Sesaat kabut di matanya yang suram menyibak. “Oh, yeah,” katanya.
“Susan? Apa yang terjadi?” aku bertanya dengan lembut, berusaha kelihatan tenang, untuk menutupi rasa syok dan kepedihanku karena melihat keadaannya ini.
“Oh?” ia bergumam tidak jelas, “Pasaran real estate ambruk, aku kehilangan pekerjaan, ibuku meninggal, saudara laki-lakiku mencuri warisanku, dan menendang aku keluar dari rumah, pokoknya banyak hal menyedihkan.”

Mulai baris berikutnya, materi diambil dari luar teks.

PR #1282, opened 2023-01-24
Increase max_res of first proposal network

kerrj:
Tweaked first proposal network hashgrid resolution from 64 to 128, helps the disappearing effect on thin objects.


tancik (approved):
LGTM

“Sekarang kau tinggal di mana?”
“Di tempat penampungan,” gumamnya dengan malu
Kemudian seperti saat awalnya tadi sorot kecerdasan yang sempat muncul di matanya memudar, dan ia kembali tampak kebingungan.
“Susan, maukah kau tinggal di rumahku untuk sementara? Aku punya ruang bawah tanah yang sudah rapi. Kau bisa tinggal di sana dengan nyaman,” aku menawarkan.
“Tidak, tidak, tidak”, katanya sambil menjauh dan memandangiku dengan tatapan curiga. “Aku mesti pergi sekarang. Aku ada janji. Aku mesti pergi.”
“Susan” aku berlari dan membujuknya. ” Aku ingin menolongmu. Ini nomer teleponku? Teleponlah aku.” Dengan apatis ia menerima kartu namaku.
“Susan,” aku mendesaknya, “Kau mau meneleponku kan?”
“Tentu, tentu,” gumamnya sambil mundur dengan cepat.
Tapi ia tak pernah menghubungiku.
Bisakah kehidupan berubah begitu cepat? Pemilik The Better Half dihantui dan merasa terpukul dengan peristiwa tersebut, dan ia masih terus teringat, bertahun-tahun sesudahnya. Ia jadi belajar untuk tak pernah menerima kelimpahan dalam hidupnya sebagai sesuatu yang sudah semestinya. Bahkan, meski ia mensyukuri berkat-berkat yang diterimanya dan berterima kasih pada Tuhan atas segala sesuatunya, ia juga menjadi sadar betapa mudahnya semua itu bisa diambil darinya. (gunawan nugroho, disadur dari ‘Small Miracles’ – SM)
Originally posted 2010-12-18 07:35:42.